In specifically referring to the application of Section 17(a)(1), as amended, to the dischargeability of priority tax claims, Collier (Collier on Bankruptcy, Vol. 1, [*] 17.14, p. 1615 (14th ed.)) states:
"As for the date when the tax becomes 'due and owing' the simplest standard to use is the date when the tax return itself is due. Thus, the date would be normally March 15 for corporations and April 15 for individuals of the year following the applicable tax year. Withholding and social security taxes would be deemed due and owing on April 15 of the succeeding year, and federal unemployment taxes on January 31 of the succeeding year.
* * *
Hopefully, therefore, in applying § 17a(1) to determine dischargeability and priority of tax claims, the courts will follow the Government's lead and use as the key date, the date when a return must be timely filed."
A case cited by the Referee in support of his position was In Matter of Nigro Freight Lines, Inc. (D.C. Conn.), 42 Ref. J. 28 (Jan., 1968). In that case a Connecticut Referee held that personal property taxes assessed by the Town of Farmington on October 1, 1962 and payable in installments beginning the following July 1st, were fixed as of October 1, 1962 and "legally due and owing" as of that date for the purpose of determining dischargeability under Section 17(a)(1). In reaching this conclusion he relied upon the authorities above cited dealing with provability of claims. Nigro dealt with State taxes and not with Federal income taxes and consequently can be distinguished on that ground. The Court believes that, in the interest of clarity, it is necessary to point out another distinction, i.e., the difference between the application of the phrase "legally due and owing" to the provability of priority tax claims and the application of that phrase to the dischargeability of such claims. It is recognized that, in the interest of justice, the date a tax claim becomes "owing" although not "due" in spite of the use of the phrase "due and owing", might well be chosen for the purpose of determining provability of claims in order to strike a proper balance between the payment of priority tax claims of the State and Federal governments and the claims of the general creditors in bankruptcy.
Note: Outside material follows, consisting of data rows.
PR #745, opened 2026-08-15
fix(clients): abort writes when the pre-write backup stat fails

### LINKED ISSUE #735: A failed metadata call skips the config backup, then the config is overwritten anyway
## Problem

`backup_file_named` funnels the `Err` arm of `std::fs::metadata` into the same `return Ok(None)` used for a genuinely missing file. The inline comment ("Missing, special file, or oversized: nothing safe to back up") shows the error case was not considered.

Callers treat `Ok(None)` as "there was no file here" and proceed with the write, returning `WriteOutcome { backup: None }`. The module header promises the opposite: every write is preceded by a timestamped backup of the existing file, so any change is reversible.

**Where:**

- `src-tauri/src/clients.rs:2821-2825` (`backup_file_named`)
- Callers that proceed on `Ok(None)`: `install_or_remove`, `write_servers`
- Module promise: `src-tauri/src/clients.rs:2704`

## Failure scenario

A client config lives on a network share, or `stat` fails transiently. `backup_file_named` reports no backup was needed. The `path.exists()` check in `edit_json_gateway_with` returns false for the same underlying reason, so the writer starts from an empty `{}` and replaces the user's entire config with a single Toolport entry. Connect reports success with `backup: null`. There is no recovery copy, and the user concludes Toolport wiped their servers.

## Acceptance criteria

- A `metadata` error is propagated, not folded into "no file to back up".
- A write does not proceed when the app could not determine whether an existing file was there.
- The oversized and special-file cases keep their current deliberate behaviour, or get their own explicit outcome.
- A test covers a metadata failure, asserting no destructive write happens.
- `npm run test:rust` passes.

aryansk:
## Closes #735 — a failed metadata call must not skip the config backup

`backup_file_named` funnelled the `Err` arm of `std::fs::metadata` into the same `return Ok(None)` used for a genuinely missing file. Callers (`install_or_remove`, `write_servers`) treat `Ok(None)` as "there was no file here" and proceed with the write — starting from an empty `{}` and replacing the user's entire config with no recovery copy, exactly the case the module header says must never happen.

### The fix

`backup_file_named` now distinguishes the outcomes of the pre-write stat:

- **Genuinely missing** (`NotFound`) → `Ok(None)`, caller may create the file from scratch — unchanged.
- **Special file / oversized** (metadata succeeds but not a regular file, or over the 64 MB cap) → `Ok(None)`, the deliberate "nothing safe to back up" behaviour — unchanged.
- **Any other stat error** (permission, network share, transient I/O) → `Err` propagated. Because both callers use `?` on the backup, the write **aborts before touching the config**, and the failure is reported instead of masquerading as a successful write with `backup: null`.

### Tests

Two regression tests (both **proven to fail against the pre-fix code**, pass now):

- `backup_propagates_stat_failures_instead_of_noop` — unit-level: `metadata()` errors (path under a regular file → `ENOTDIR`/`ERROR_DIRECTORY`) and the error is surfaced, not folded into a no-op.
- `write_servers_aborts_when_backup_stat_fails` — caller-level: `CLAUDE_CONFIG_DIR` pointed at a stat-failing path, `write_servers("claude-code", ...)` must return the error and **must not create the config file**.

Validation: `npm run test:rust` equivalent — lib **1020 passed**, bins **305 passed**, 0 failures. Changed hunks are rustfmt-clean (remaining `cargo fmt --check` diffs are pre-existing version drift in untouched lines).

> [!NOTE]
> ### Fix `backup_file_named` to abort writes when pre-write `metadata()` fails
> Previously, any `metadata()` error in `backup_file_named` fell through to `Ok(None)`, silently skipping the backup and allowing writes to proceed. This fix distinguishes between a missing file (`NotFound` → `Ok(None)`), a non-regular or oversized file (`Ok(None)`), and any other stat failure (now returns `Err("could not stat …")`).
> - Two tests are added: one unit test using a NUL-byte path to trigger a non-`NotFound` error, and one acceptance test that wires up `write_servers` end-to-end to assert no config file is written when stat fails.
> - Behavioral Change: callers that previously received `Ok(None)` on unexpected `metadata()` failures will now receive an `Err`, causing `write_servers` to abort instead of silently proceeding.
>
> 
>
> <sup><a href="https://app.macroscope.com">Macroscope</a> summarized 315849b.</sup>
> 
>

### DIFF
--- a/src-tauri/src/clients.rs
+++ b/src-tauri/src/clients.rs
@@ -2820,8 +2820,21 @@ fn backup_file_named(
 ) -> Result<Option<PathBuf>, String> {
     match std::fs::metadata(path) {
         Ok(meta) if meta.is_file() && meta.len() <= MAX_CONFIG_BYTES => {}
-        // Missing, special file, or oversized: nothing safe to back up.
-        _ => return Ok(None),
+        // Genuinely missing: nothing to back up yet, and the caller may create
+        // the file from scratch. Special file or oversized: deliberately nothing
+        // safe to back up (kept from the original behaviour).
+        Ok(_) => return Ok(None),
+        Err(e) if e.kind() == std::io::ErrorKind::NotFound => return Ok(None),
+        // A stat that failed for any other reason (permission, network share,
+        // transient I/O) must NOT read as "no file here": the caller would then
+        // treat the config as absent, start from an empty document, and overwrite
+        // the user's real file with no backup to recover it.
+        Err(e) => {
+            return Err(format!(
+                "could not stat {} before backing it up: {e}",
+                path.display()
+            ))
+        }
     }
     let dir = backup_dir(client_id).ok_or("Could not resolve backup dir")?;
     std::fs::create_dir_all(&dir).map_err(|e| e.to_string())?;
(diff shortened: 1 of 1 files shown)


btsouth:
The fix itself is right. The tests just don't port to Windows.

`metadata()` on a path under a regular file gives ENOTDIR on unix, but Windows returns `ERROR_PATH_NOT_FOUND` (winerror 3), which Rust maps to `ErrorKind::NotFound`. So your own new `NotFound => Ok(None)` arm swallows it, `backup_file_named` returns `Ok`, and both `unwrap_err()` calls panic. I checked the winerror to be sure.

Either gate that technique to `#[cfg(unix)]` and induce the failure another way on Windows, or find something both platforms report as non-NotFound.

aryansk:
Fixed at `66baeff` — the tests no longer rely on the ENOTDIR-only trick:

- `backup_propagates_stat_failures_instead_of_noop` now stats a path containing a NUL byte, which is invalid on both platforms (InvalidInput on unix, InvalidFilename/ERROR_INVALID_NAME on Windows) — never NotFound, so it can't hit the missing-file arm.
- `write_servers_aborts_when_backup_stat_fails` is cfg-split because a NUL byte can't live in an env var: unix keeps the parent-is-a-regular-file ENOTDIR technique, Windows points `CLAUDE_CONFIG_DIR` at a dir name containing `<` (ERROR_INVALID_NAME).

1020/1020 lib tests pass on macOS (unix branch exercised); the Windows branch is cfg-verified by compilation of the same test module.

aryansk:
Fixed in `315849b`: `write_servers_aborts_when_backup_stat_fails` now acquires `ENV_LOCK` before mutating `CLAUDE_CONFIG_DIR` and holds the guard for the entire test, matching the synchronization used by `client_config_paths_match_current_platform`. Test passes locally (`cargo test --lib write_servers_aborts_when_backup_stat_fails` → ok).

But there is no reason to perpetuate this unique definition in determining the exemption from dischargeability of prior tax claims under Section 17(a)(1), as amended. By restoring to the word "due" its rightful meaning when used in the phrase "due and owing", the crucial date under Section 17(a)(1) becomes of necessity, the date payment of the income tax is due and not the date when such tax might become owing before it becomes due.
After construing the available legislative history concerning the intended meaning of the term "legally due and owing" in the 1966 amendment to Section 17(a) (1), of the Bankruptcy Act and the pertinent sections of the Internal Revenue Code of 1954, the Court concludes that the 1961 Federal income tax of the bankrupt became "legally due and owing" on April 15, 1962 and not before, and hence was not dischargeable within the exception specified in Section 17(a)(1), as amended. The order of the Referee, dated November 8, 1968, is hereby reversed to grant priority status to the bankrupt's 1961 Federal tax liabilities under Section 65(a)(4) of the Bankruptcy Act, as amended. This is an order.